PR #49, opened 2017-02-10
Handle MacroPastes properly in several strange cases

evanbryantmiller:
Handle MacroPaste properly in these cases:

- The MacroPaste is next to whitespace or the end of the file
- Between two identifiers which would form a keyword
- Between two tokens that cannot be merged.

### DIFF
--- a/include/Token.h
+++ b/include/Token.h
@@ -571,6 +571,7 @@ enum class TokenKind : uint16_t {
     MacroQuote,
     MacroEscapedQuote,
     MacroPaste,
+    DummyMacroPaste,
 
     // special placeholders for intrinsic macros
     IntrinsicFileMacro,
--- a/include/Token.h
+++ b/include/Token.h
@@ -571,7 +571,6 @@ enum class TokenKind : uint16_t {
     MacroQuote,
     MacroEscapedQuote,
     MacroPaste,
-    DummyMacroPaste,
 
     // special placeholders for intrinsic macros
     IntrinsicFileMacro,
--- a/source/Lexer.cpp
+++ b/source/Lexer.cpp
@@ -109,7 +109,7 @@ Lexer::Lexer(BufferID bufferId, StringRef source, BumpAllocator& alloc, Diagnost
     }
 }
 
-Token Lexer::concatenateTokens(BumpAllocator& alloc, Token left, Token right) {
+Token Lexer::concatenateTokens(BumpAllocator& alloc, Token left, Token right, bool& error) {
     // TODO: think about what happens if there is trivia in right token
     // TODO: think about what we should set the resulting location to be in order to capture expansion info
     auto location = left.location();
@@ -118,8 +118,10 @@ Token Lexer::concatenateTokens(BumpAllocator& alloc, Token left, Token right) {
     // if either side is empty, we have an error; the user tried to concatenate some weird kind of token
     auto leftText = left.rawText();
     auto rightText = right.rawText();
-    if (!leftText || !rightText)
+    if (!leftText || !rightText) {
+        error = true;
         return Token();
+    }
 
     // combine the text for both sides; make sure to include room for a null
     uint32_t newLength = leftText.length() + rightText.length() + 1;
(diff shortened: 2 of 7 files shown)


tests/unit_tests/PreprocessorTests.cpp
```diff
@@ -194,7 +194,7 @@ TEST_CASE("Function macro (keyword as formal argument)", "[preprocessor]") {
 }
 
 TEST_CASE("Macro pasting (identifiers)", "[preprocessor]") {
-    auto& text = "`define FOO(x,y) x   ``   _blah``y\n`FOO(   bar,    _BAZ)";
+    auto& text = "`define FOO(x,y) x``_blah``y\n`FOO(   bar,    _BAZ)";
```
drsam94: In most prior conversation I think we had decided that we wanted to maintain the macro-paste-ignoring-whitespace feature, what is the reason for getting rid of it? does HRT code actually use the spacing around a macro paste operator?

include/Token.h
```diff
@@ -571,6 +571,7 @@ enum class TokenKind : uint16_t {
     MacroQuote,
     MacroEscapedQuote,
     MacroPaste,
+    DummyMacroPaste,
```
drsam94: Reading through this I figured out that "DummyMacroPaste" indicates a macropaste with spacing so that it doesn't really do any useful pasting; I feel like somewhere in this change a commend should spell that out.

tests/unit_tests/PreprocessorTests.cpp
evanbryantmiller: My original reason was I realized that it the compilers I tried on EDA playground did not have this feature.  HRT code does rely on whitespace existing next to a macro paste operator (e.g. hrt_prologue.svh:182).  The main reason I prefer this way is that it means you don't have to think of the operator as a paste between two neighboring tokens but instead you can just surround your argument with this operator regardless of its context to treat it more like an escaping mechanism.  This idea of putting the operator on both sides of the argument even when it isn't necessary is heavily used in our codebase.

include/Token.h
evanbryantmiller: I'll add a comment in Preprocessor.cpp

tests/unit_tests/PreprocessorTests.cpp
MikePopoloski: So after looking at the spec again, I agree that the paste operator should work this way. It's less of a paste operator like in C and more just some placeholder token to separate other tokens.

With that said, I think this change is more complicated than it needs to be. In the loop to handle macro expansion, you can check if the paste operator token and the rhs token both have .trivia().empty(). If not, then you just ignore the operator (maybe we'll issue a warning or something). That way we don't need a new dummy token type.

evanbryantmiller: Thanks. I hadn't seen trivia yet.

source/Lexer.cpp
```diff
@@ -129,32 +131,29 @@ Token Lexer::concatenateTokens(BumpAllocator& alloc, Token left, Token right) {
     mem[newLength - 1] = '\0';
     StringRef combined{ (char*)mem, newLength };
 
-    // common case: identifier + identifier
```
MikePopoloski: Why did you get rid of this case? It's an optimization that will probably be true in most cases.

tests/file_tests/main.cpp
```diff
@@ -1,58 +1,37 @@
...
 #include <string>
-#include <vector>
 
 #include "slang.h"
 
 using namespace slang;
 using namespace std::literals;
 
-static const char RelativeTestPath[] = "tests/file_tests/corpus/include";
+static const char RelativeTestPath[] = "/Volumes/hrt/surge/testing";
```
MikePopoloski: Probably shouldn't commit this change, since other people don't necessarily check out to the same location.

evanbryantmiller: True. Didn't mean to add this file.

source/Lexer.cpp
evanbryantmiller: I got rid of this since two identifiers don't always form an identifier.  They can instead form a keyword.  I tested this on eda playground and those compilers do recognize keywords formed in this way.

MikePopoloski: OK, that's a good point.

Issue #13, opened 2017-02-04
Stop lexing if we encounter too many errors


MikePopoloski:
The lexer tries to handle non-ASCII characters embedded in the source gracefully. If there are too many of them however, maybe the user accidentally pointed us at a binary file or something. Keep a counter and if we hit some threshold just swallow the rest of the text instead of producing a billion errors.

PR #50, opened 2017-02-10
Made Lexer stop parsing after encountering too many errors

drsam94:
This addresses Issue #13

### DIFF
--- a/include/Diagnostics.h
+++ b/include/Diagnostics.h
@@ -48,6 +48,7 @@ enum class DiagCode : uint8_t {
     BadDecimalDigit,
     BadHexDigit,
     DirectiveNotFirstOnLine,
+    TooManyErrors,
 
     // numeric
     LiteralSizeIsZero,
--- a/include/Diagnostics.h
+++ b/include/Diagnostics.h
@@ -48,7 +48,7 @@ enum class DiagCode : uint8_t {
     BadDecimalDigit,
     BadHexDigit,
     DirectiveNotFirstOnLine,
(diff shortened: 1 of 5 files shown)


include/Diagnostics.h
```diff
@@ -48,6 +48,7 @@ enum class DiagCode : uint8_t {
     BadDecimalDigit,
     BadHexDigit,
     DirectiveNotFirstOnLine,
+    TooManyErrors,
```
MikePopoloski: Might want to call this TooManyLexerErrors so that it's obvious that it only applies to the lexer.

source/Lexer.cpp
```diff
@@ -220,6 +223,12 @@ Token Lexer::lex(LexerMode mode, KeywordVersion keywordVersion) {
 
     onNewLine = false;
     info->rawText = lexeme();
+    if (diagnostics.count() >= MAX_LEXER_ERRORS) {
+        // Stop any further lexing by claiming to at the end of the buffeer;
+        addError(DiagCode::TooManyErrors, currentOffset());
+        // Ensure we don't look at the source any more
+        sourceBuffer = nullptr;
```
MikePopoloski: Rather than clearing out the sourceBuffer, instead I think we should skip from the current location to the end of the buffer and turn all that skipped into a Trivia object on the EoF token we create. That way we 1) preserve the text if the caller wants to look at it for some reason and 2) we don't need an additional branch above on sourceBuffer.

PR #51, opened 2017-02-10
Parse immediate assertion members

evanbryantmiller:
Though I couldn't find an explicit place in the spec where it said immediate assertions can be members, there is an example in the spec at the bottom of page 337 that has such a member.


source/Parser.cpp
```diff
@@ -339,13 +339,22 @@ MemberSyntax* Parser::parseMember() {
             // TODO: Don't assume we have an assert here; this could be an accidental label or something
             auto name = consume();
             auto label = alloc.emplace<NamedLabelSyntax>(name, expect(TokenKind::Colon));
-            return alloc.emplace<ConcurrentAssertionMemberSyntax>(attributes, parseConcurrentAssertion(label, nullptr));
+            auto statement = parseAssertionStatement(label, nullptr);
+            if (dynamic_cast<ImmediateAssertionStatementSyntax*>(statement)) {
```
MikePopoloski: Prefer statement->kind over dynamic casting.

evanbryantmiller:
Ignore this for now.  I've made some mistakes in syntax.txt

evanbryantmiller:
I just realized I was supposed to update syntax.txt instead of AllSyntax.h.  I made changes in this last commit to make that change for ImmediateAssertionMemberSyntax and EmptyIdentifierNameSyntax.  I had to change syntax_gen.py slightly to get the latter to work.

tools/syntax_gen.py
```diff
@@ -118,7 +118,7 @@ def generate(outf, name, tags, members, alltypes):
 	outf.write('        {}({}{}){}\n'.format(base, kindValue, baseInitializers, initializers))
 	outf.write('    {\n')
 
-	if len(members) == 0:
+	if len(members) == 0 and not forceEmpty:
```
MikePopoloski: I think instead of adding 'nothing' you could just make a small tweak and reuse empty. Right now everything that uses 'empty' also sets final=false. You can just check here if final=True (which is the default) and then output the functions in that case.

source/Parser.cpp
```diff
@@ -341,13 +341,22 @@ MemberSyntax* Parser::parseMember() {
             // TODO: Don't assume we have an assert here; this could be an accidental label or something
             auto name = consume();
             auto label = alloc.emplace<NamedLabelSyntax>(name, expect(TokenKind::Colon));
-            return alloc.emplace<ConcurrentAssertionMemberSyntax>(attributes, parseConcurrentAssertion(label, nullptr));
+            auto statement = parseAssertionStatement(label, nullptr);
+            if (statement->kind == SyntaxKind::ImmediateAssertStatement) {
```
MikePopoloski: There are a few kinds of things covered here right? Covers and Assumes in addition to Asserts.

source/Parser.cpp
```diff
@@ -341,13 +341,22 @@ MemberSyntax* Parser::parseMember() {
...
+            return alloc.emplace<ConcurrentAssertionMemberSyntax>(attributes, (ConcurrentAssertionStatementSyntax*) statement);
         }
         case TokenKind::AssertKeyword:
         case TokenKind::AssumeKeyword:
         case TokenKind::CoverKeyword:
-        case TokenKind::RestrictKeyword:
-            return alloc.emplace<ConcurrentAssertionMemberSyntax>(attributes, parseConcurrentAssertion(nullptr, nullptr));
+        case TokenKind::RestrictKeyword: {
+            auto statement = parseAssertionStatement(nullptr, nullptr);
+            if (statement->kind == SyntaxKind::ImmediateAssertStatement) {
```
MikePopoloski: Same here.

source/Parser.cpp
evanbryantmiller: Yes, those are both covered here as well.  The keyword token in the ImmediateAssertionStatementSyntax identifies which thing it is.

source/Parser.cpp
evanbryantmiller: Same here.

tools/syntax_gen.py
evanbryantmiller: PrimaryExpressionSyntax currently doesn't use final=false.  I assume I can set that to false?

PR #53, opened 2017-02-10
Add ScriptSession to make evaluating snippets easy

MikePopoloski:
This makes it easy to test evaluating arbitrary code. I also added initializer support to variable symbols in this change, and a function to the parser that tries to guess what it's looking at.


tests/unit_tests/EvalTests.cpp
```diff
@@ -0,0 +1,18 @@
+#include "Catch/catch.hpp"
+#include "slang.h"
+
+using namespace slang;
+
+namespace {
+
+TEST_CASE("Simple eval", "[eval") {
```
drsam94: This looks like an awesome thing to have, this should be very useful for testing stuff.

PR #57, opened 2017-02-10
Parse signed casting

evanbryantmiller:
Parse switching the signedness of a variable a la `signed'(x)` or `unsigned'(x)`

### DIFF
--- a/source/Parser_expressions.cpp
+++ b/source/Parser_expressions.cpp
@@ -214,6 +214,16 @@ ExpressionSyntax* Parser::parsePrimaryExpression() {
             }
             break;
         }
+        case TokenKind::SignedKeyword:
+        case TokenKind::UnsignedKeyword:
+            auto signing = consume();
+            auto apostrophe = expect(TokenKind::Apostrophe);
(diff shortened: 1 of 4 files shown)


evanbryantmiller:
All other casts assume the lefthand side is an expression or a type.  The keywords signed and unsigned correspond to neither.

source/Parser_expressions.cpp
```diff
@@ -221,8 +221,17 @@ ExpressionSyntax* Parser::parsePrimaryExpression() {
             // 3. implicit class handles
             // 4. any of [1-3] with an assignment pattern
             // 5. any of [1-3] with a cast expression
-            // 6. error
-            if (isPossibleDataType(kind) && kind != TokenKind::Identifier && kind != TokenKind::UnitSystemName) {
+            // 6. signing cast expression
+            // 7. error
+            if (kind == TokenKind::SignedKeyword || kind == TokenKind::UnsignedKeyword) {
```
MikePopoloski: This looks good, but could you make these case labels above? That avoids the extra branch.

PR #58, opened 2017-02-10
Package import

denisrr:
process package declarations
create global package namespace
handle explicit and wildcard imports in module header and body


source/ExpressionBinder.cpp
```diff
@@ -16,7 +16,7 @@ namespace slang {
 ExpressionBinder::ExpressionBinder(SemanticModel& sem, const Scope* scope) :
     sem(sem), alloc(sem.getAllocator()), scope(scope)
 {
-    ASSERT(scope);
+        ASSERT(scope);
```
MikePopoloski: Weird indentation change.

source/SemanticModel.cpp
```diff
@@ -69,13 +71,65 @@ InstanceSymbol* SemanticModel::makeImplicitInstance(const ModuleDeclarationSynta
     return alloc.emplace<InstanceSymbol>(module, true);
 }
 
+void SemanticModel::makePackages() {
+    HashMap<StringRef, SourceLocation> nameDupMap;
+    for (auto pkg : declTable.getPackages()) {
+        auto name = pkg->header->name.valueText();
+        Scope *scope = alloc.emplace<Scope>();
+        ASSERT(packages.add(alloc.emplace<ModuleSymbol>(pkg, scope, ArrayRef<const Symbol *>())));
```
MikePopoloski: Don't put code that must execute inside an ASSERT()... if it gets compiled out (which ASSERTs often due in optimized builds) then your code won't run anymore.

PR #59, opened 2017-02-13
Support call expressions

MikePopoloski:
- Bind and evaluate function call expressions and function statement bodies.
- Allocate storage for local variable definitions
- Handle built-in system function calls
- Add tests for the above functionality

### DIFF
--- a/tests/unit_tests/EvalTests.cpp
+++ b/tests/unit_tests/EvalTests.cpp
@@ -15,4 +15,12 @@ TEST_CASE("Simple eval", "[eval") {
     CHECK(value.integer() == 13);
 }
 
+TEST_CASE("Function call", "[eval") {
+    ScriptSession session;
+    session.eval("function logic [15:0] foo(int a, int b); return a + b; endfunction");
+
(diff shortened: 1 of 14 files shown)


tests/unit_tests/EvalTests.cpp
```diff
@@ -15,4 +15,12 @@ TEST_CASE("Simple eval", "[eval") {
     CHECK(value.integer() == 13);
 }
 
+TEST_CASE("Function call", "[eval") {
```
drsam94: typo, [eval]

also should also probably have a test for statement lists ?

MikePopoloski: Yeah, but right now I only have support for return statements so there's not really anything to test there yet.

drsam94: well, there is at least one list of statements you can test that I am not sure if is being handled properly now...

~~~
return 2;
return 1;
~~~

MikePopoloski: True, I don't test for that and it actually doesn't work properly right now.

## WHAT YOU HAVE TO DO
Only lines with the string "looks" belong in the answer; copy each of them from the listing.

## RESULT OF THE TASK
drsam94: This looks like an awesome thing to have, this should be very useful for testing stuff.
MikePopoloski: This looks good, but could you make these case labels above? That avoids the extra branch.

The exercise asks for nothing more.